Shulim Leifer, a Hasidic Jew who is active on Twitter and who identifies with the left — a rarity in his community — said in an interview that Raichik’s mastery of Twitter should not be surprising. Orthodox Jews have for years mastered the art of the pithy and withering exchange in closed groups on apps like WhatsApp. Transitioning to a public space was no problem, and now there are Orthodox influencers who frequently go “live” on Instagram. 

“Think Zelenko and the wide reach he got to the Five Towns crowd,” he said. Vladimir Zelenko is a haredi Orthodox physician whose dubious treatments for coronavirus were popular among some Orthodox communities early in the pandemic, and whose supporters used WhatsApp to spread his message of skepticism about the virus.

The embrace of Trump among the Orthodox on social media should surprise no one, said Leifer.

“Anyone shocked that a frum person could be an unhinged right-wing maniac has clearly not been checking WhatsApp statuses for the last 6 years,” he said on Twitter.

Yossi Gestetner, a haredi Orthodox political activist who for years has posted on social media, blasted the Post for identifying Raichik as Orthodox, saying it was not germane.

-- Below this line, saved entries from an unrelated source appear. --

PR #9469, opened 2025-03-03
powerpc: Add -mcpu=power10 flag when compiling llamafile folder

amritahs-ibm:
-mcpu=power10 needs to be added in llamafile.go, so that powerpc optimized code(using Matrix Multiply
Assist) for llamafile_sgemm is enabled and is
available in ollama binary.

PR #9538, opened 2025-03-06
Add -mcpu=power10 when compiling llamafile folder

amritahs-ibm:


amritahs-ibm:
@dhiltgen @flywiththetide Please review the changes.

amritahs-ibm:
@flywiththetide
As you mentioned in https://github.com/ollama/ollama/pull/9469, 
We should add  -mcpu=power10 flag conditionally. However, I could not get your suggested code changes working. 

I have come up with a alternate approach where I have created a new llamafile_ppc64le_power10.go and added -mcpu=power10 flag there. With this change, I have verified that MMA code is generated only on Power10 machine, and not on power9 and power8. 

But I am not sure if this is the correct way to do. So please review the changes, and suggest any necessary changes

amritahs-ibm:
My current patch has dependency on go build tags. 
Power10 optimizations are enabled only when built with build tag ppc64le.power10. Likewise for power9 as well.

I think it would be better if we remove this dependency on build tag.
Please suggest me if there is any way to do this.

BruceMacD:
Hi @amritahs-ibm thanks for the contribution. Would you be able to add some more context to the PR description about what this does and what problem you were having which this solves? We have to be pretty thorough with testing build changes so more info helps.

mchiang0610:
@amritahs-ibm Thanks for the contribution. We are no longer using llama.cpp for Ollama's new engine. For backwards CPU compatibility, we will continue to support GGML.

ALutz273:
Hello @mchiang0610 

but ggml is based on llama.cpp. Or am I misunderstanding something?

image

amritahs-ibm:
@mchiang0610 
What has replaced llama.cpp? What is being used by Ollama's new engine?

anjiltech:
Hi @mchiang0610 ,

Can you help us understand what is the alternative backend Ollama is being built with now? 
If Llama.cpp is still the mainstream backend for Ollama, The changes being delivered with this PR by @amritahs-ibm will help accelerate Ollama on PowerPC architecture (for Power10 processor)

@BruceMacD @dhiltgen @flywiththetide

Issue #8842, opened 2025-02-05
non global OLLAMA_NUM_PARALLEL


Robinsane:
Hello

First of all, I love Ollama, all contributors are doing a lovely job, Thank you!

When setting OLLAMA_NUM_PARALLEL to 2,  this means LLM's will be able to handle 2 requests at the same time.
This then means double the (V)RAM is required, since there can be 2 different contexts at the same time.

My issue is the following:
For some models, I'd like to configure OLLAMA_NUM_PARALLEL = 2 .
At the same time, I'd like models with huge context windows to work sequentially only, so that I don't need an extra e.g. 16 - 64 GB for a context window that's barely / never used.

Thank you for your time reading this feature request ^.^

PR #9546, opened 2025-03-06
server: add num_parallel to allow per-model control

rick-github:
`OLLAMA_NUM_PARALLEL` sets parallelism for every model loaded on a server, but sometimes model requirements are not the same.  Add `num_parallel` so that parallelism is controlled in the same way as context length, eg environment variable, Modelfile.

Fixes: #8842

### DIFF
--- a/model/bytepairencoding.go
+++ b/model/bytepairencoding.go
@@ -109,7 +109,7 @@ func (bpe BytePairEncoding) Encode(s string, addSpecial bool) ([]int32, error) {
 					r = 0x0143
 				case r <= 0x0020:
 					r = r + 0x0100
-				case r >= 0x007e && r <= 0x00a0:
+				case r >= 0x007f && r <= 0x00a0:
 					r = r + 0x00a2
 				}
 
--- a/model/bytepairencoding_test.go
+++ b/model/bytepairencoding_test.go
@@ -207,6 +207,36 @@ func TestLlama(t *testing.T) {
 			}
 		}
 	})
+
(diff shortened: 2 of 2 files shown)


BruceMacD:
Hey, thanks for bringing this up! I'm not sure about tying `num_parallel` to the Modelfile, feels more like a system config thing than something model-specific.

“Opposing the destruction of basic standards for what is spoken to young kids is a popularly held view that is not necessarily Orthodox Jewish-based, so why did the paper mention it?” he said in an interview. “The article is about the influence of the account packaged in a negative context. How is that Orthodox-related?”

Bashevkin agreed that Raichik’s beliefs were beside the point. Raichik’s tone, he said, was typical of social media. “Dunking” – that is, goading one’s opponents – “is more of a feature of the way the platform works,” he said, and was not typical of any religion or belief system.

It was Raichik, however, who in previous incarnations on Twitter used her name and for a time identified in her biography (albeit under one of her pseudonyms, President Houseplant — a gibe at President Joe Biden) as “Orthodox Jew.”

Raichik peddled and embraced many of the tropes that are popular with the pro-Trump right, including the former president’s election falsehoods.

Her fiercest focus, however, has been on the LGBTQ community. The Libs of TikTok account searches for and solicits from its followers videos in which adults — often teachers  — share their thoughts on explaining sexuality to children. (Such videos often proliferate on TikTok.) 

https://twitter.com/libsoftiktok/status/1513730337796288512

The tweets are often amplified in the right-wing media ecosystem, especially on Fox News, and the account reports when teachers are fired as a result. “Any teacher who utters the words ‘I came out to my students’ should be fired on the spot,” a now-deleted tweet said in December. 

In March, Libs of TikTok posted a video of a teacher who explained teaching masturbation to her young students as a means of awareness and protection from predators.

One of the Twitter feed’s most devoted followers, Christina Pushaw, the spokeswoman for Florida Gov. Ron DeSantis, replied with a “You goin’ to jail” meme, and Raichik replied, “If only.” 

Media Matters, a liberal media watchdog, reviewed dozens of engagements online between Pushaw and Libs of TikTok , and concluded that it was the Twitter feed that influenced Pushaw to describe a new state law banning discussion of sexuality in grades K-3 as targeting “groomers” — likening the law’s opponents to sexual predators. Pushaw’s use of the term has become commonplace among conservatives.

Raichik did not reply to requests to her Libs of TikTok identity for an interview, nor did a woman who is named Chaya Raichik and who lives in Los Angeles reply to a WhatsApp message.

In a recent talk on the conservative podcast Ruthless, Raichik said she at times fleetingly regrets driving her targets out of the workplace.

“It’s not easy to be the one responsible for that, for someone losing their job, on the other hand, I mean these people, some of them are literally evil, and they are grooming kids,” she said. “They should not be in schools, they should not be teachers and it’s really good that they’re not teaching anymore. To be the one responsible for that, it is a little bit hard for me, but I think it has to be done.”

She mocked the terminology the community uses, calling it “LGBTQIABCD” and laughed. “A lot of it is based on narcissism,” she said. “Society has to give in to their delusions.”